#### EXERCISE INPUT ####
PR #5107, opened 2023-10-23
Fix error logs for nodegroup

lishaokai1995:
**What type of PR is this?**
/kind bug

When a node has already been added to the nodegroup and the node is added to another nodegroup again, we can see the error message in CR, but the error message is not correct. The purpose of this PR is to fix it

Fixes #

```release-note

```


fisherxu (commented):
/approve

PR #5120, opened 2023-10-27
modify parameters for ginkgo v2

Shelley-BaoYue:
**What type of PR is this?**

/kind bug

/kind test

- add parameter 'timeout' for ginkgo v2. ginkgo v2 changes timeout default to 1h, while the conformance test takes 1h-1.5h. The ginkgo v1 default timeout value is 24h. 
- add two skip cases, for we don't support them now.
- --noColor has been changed to --no-color in ginkgo v2
- CurrentGinkgoTestDescription() is deprecated in Ginkgo V2.  Use CurrentSpecReport() instead.


fisherxu (commented):
/lgtm
/approve

PR #5140, opened 2023-11-06
Resolve that users do not need to define the status module in device. yaml.

luomengY:
**What type of PR is this?**
/kind bug

The current mapper requires users to define status and twist data in device, but this part of data should be obtained from the device based on the mapper, and should not be defined by the user. Therefore, this PR mainly solves the problem of users no longer defining status in device, and the mapper reconstructs the data structure of twist based on properties to report status.

Fixes #

@wbc6080 @cl2017 
Users no longer need to define the status module in device. yaml.

```release-note

```

### DIFF
--- a/cloud/pkg/devicecontroller/controller/upstream.go
+++ b/cloud/pkg/devicecontroller/controller/upstream.go
@@ -135,8 +135,9 @@ func (uc *UpstreamController) updateDeviceStatus() {
 			}
 			deviceStatus := &DeviceStatus{Status: cacheDevice.Status}
 			for twinName, twin := range msgTwin.Twin {
-				for i, cacheTwin := range deviceStatus.Status.Twins {
-					if twinName == cacheTwin.PropertyName && twin.Actual != nil && twin.Actual.Value != nil {
+				deviceTwin := findTwinByName(twinName, &deviceStatus.Status.Twins)
+				if deviceTwin != nil {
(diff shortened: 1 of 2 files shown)


fisherxu (commented):
Sorry for the delay, thanks for the fixing!
/approve
/assign @cl2017 @WillardHu @wbc6080

cloud/pkg/devicecontroller/controller/upstream.go
```diff
@@ -136,17 +136,32 @@ func (uc *UpstreamController) updateDeviceStatus() {
 			deviceStatus := &DeviceStatus{Status: cacheDevice.Status}
 			for twinName, twin := range msgTwin.Twin {
```
WillardHu, line 137: The code indentation is too deep, you can abstract a function to returns a reference to a device status twin property, and then processing.
```golang
for twinName, twin := range msgTwin.Twin {
    statusTwin := findStatusTwinProperty(twinName, deviceStatus.Status.Twins)
    if twin.Actual != nil && twin.Actual.Value != nil {
        // set statusTwin ...
    }
    if twin.Expected != nil && twin.Expected.Value != nil {
        // set statusTwin ...
    }
}

func findStatusTwinProperty(...) *Twin {
    // todo ...
}
```

luomengY: ok,I have modified.

PR #5161, opened 2023-11-13
 Refactor the code for skip environment check

ZhengXinwei-F:
**What type of PR is this?**

Refactor the code for skip environment check.

Current code that skips environment checks is not elegant. Because environment checking is enabled by default but the default value in golang is false. Changing this parameter to DISABLE_ENVIRONMENT_CHECK is the best answer. However, the change on the user-facing is too large. Only the code is optimized in this case.

Fixes #

Should we consider changing CHECK_EDGECORE_ENVIRONMENT to DISABLE_ENVIRONMENT_CHECK.

```
none
```

### DIFF
--- a/edge/cmd/edgecore/app/server.go
+++ b/edge/cmd/edgecore/app/server.go
@@ -101,17 +101,11 @@ offering HTTP client capabilities to components of cloud to reach HTTP servers r
 			// To help debugging, immediately log version
 			klog.Infof("Version: %+v", version.Get())
 
-			// Check the running environment by default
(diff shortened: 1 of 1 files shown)


Shelley-BaoYue:
fix the DCO

ZhengXinwei-F:
> fix the DCO

done

fisherxu (commented):
/approve

fisherxu (commented):

fisherxu (commented):
/lgtm

PR #5164, opened 2023-11-14
Optimize ModuleInfo registration and startup process

ZhengXinwei-F:
**What type of PR is this?**
/kind bug

Optimize ModuleInfo registration and startup process
1. ModuleInfo.contextType is an internal variable, it must be determined at initialization. Instead of abnormally exiting during subsequent use.
2. ModuleInfo.ModuleSocket.IsRemote should be false when the contextType is channel and true when the contextType is unixpacket.

Fixes #

I am concerned about the (Shotgun Surgery) issue; please review it for me.

```
none
```

/cc @fisherxu @Shelley-BaoYue

### DIFF
--- a/staging/src/github.com/kubeedge/beehive/pkg/core/core.go
+++ b/staging/src/github.com/kubeedge/beehive/pkg/core/core.go
@@ -19,24 +19,13 @@ func StartModules() {
 	modules := GetModules()
 
 	for name, module := range modules {
-		var m common.ModuleInfo
-		switch module.contextType {
-		case common.MsgCtxTypeChannel:
-			m = common.ModuleInfo{
-				ModuleName: name,
-				ModuleType: module.contextType,
-			}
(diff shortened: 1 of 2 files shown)


staging/src/github.com/kubeedge/beehive/pkg/core/core.go
```diff
@@ -19,24 +19,13 @@ func StartModules() {
...
-			m = common.ModuleInfo{
-				ModuleName: name,
-				ModuleType: module.contextType,
-				// the below field ModuleSocket is only required for using socket.
-				ModuleSocket: common.ModuleSocket{
-					IsRemote: module.remote,
-				},
-			}
-		default:
-			klog.Exitf("unsupported context type: %s", module.contextType)
```
fisherxu, line 39: Is it still needed to check for `unsupported context` for future extension? Though the contextType is hard code now..

PR #5169, opened 2023-11-17
fix go version verify

Shelley-BaoYue:
**What type of PR is this?**

/kind bug

fix go version verify, go minor version must >= 20


fisherxu (commented):
/approve
/assign @WillardHu

PR #5171, opened 2023-11-17
Let the podSendboxImage supports custom repository

WillardHu:
**What type of PR is this?**

kind bug

If the edge node can only use the private image registry, the pod sndbox cannot run properly,  because it cannot pull the kubeedge/pause:3.6 image from the docker hub

Fixes #

```release-note

```

### DIFF
--- a/keadm/cmd/keadm/app/cmd/edge/join_others.go
+++ b/keadm/cmd/keadm/app/cmd/edge/join_others.go
@@ -23,6 +23,7 @@ import (
 	"fmt"
 	"net"
 	"os"
+	"path"
 	"path/filepath"
 	"strconv"
 	"time"
@@ -314,6 +315,10 @@ func createV1alpha1EdgeConfigFiles(opt *common.JoinOptions) error {
 
 	if len(opt.Labels) > 0 {
 		edgeCoreConfig.Modules.Edged.Labels = setEdgedNodeLabels(opt)
+	}
+
+	if opt.ImageRepository != "" {
+		edgeCoreConfig.Modules.Edged.PodSandboxImage = path.Join(opt.ImageRepository, constants.DefaultPodSandboxImage)
 	}
 
 	if errs := validationv1alpha1.ValidateEdgeCoreConfiguration(edgeCoreConfig); len(errs) > 0 {


keadm/cmd/keadm/app/cmd/edge/join_others.go
```diff
@@ -316,6 +317,10 @@ func createV1alpha1EdgeConfigFiles(opt *common.JoinOptions) error {
 		edgeCoreConfig.Modules.Edged.Labels = setEdgedNodeLabels(opt)
 	}
 
+	if opt.ImageRepository != "" {
+		edgeCoreConfig.Modules.Edged.PodSandboxImage = path.Join(opt.ImageRepository, constants.DefaultPodSandboxImage)
```
fisherxu, line 321: Looks good, and now this seems to be set in runtime(containerd), the value in edged/kubelet is only used in imageGC, ref: https://github.com/kubernetes/kubernetes/blob/master/pkg/kubelet/config/flags.go#L53

cc @Shelley-BaoYue

WillardHu: > Looks good, and now this seems to be set in runtime(containerd), the value in edged/kubelet is only used in imageGC, ref: https://github.com/kubernetes/kubernetes/blob/master/pkg/kubelet/config/flags.go#L53

Yes, I see the sendbox image is configured in containerd  or cri-dockerd. Do we let the user configure it themselves, or do we change the container configuration when executing the join command? @fisherxu @Shelley-BaoYue

Shelley-BaoYue: I think user configure it by themselves is better.  If we change the cri config and restart runtime, will the keadm join command become risk?  Or we can let the users to choose whether it can be configured by keadm.

WillardHu: > I think user configure it by themselves is better. If we change the cri config and restart runtime, will the keadm join command become risk? Or we can let the users to choose whether it can be configured by keadm.

I agree that it is better to let users configure themselves now, and I will close this pr.

PR #5172, opened 2023-11-17
Delete useless return in NegotiateTunnelPort function

ZhengXinwei-F:
**What type of PR is this?**
/kind bug

Delete useless return in NegotiateTunnelPort function

Fixes #

The last return in the NegotiateTunnelPort function can never be reached.

```
none

```


WillardHu:
Please make cicd required checks successful.

cloud/cmd/cloudcore/app/server.go
```diff
@@ -172,86 +173,88 @@ func NegotiateTunnelPort() (*int, error) {
...
+	return &port, nil
+}
+
+func updateTunnelPortConfig(tunnelPort *v1.ConfigMap, localIP string, kubeClient kubernetes.Interface) (*int, error) {
+	var record iptables.TunnelPortRecord
+	recordStr, found := tunnelPort.Annotations[modules.TunnelPortRecordAnnotationKey]
+	recordBytes := []byte(recordStr)
+	if !found {
+		return nil, errors.New("failed to get tunnel port record")
+	}
```
WillardHu, line 230: Before converting a string to bytes, it is better to first determine if an annotation exists.
```golang
if !found {
    return nil, errors.New("failed to get tunnel port record")
}
recordBytes := []byte(recordStr)
```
####
- TASK GOAL:
The lines to copy are those above that contain the string "ModuleSocket".

- EXPECTED ANSWER:
2. ModuleInfo.ModuleSocket.IsRemote should be false when the contextType is channel and true when the contextType is unixpacket.
-				// the below field ModuleSocket is only required for using socket.
-				ModuleSocket: common.ModuleSocket{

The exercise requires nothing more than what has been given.